While welcoming the National Registration Bureau’s nationwide directive in 2006 given to administrative personnel to cease requesting for grandparents’ documentation as proof of citizenship, addressing citizenship rights will need more careful consideration. This study calls for the elimination of arbitrary citizenship denials, citizenship-based discrimination and protection against statelessness. Calls have also been made for the restructuring of the ID cards management system and the creation of a centralized database of birth registration information to help limit the practice of discriminatory identification procedures in adulthood.
The Kenya Government and international organisations such the United Nations High Commission for Refugees (UNHCR) are also urged to work towards protecting minorities from becoming stateless.

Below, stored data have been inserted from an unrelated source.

PR #2575, opened 2020-05-22
Several improvements to SSAO quality

pixelflinger:


android/filament-android/src/main/java/com/google/android/filament/View.java
```diff
@@ -171,6 +171,14 @@
          */
         @NonNull
         public QualityLevel quality = QualityLevel.LOW;
+
+        /**
+         * The upsampling setting controls the quality of the ambient occlusion buffer upsampling.
+         * The default is QualityLevel.LOW and uses bilinear filtering, a value of
```
romainguy, line 177: What does MEDIUM do?

pixelflinger: Nothing for now. I left it open because we could maybe have LOW==NEAREST.

romainguy: What do you mean by nothing? You don't get SSAO or do you get the equivalent of LOW or the equivalent of HIGH?

pixelflinger: It's like LOW.

shaders/src/ambient_occlusion.fs
```diff
@@ -11,8 +11,50 @@
...
+
 float evaluateSSAO() {
-    return textureLod(light_ssao, uvToRenderTargetUV(getNormalizedViewportCoord().xy), 0.0).r;
+    highp vec2 uv = uvToRenderTargetUV(getNormalizedViewportCoord().xy);
+
+    // Upscale the SSAO buffer in real-time, in high quality mode we use a custom bilinear
+    // filter, and we only do this if we have textureGather (ES3.1)
+    // This adds about 2.5ms @ 250MHz on Pixel 4
+
+#if !defined(GL_ES) || (defined(GL_ES) && __VERSION__ >= 310)
```
pixelflinger, line 26: that won't work with spirvcross

android/filament-android/src/main/java/com/google/android/filament/View.java
romainguy: Well, you should have the documentation explain that then :p

PR #2597, opened 2020-05-27
PostProcessManager cleanup and improvements

pixelflinger:


bejado:
Windows error:

```
error C2926: 'filament::PostProcessManager::PostProcessMaterial::<unnamed-tag>::mEngine': a default member initializer is not allowed for a member of an anonymous struct within a union 
```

The reassessment of the relationship between the Central Government and the people in the provinces is more salient than ever in the wake of the xenophobic violence that followed the 2007 general elections. Promoting equal citizenship and equal access to citizenship as a basis for national integration is crucial if Kenya is to recover from decades of neglect, ethnicity, structural marginalization and other historical injustices. Redefining identity and cultural belonging in Northern Kenya and the country as a whole will call for honest national dialogue and constitutional reforms on, amongst others, citizenship.
Policy makers must now consider new legislation to enhance citizenship rights of minority and vulnerable groups (for instance, women, children, and refugees). In addition, public knowledge on citizenship needs to be prioritised. This study therefore calls for legal, policy, institutional and administrative changes to address institutional discrimination, exclusion and marginalisation.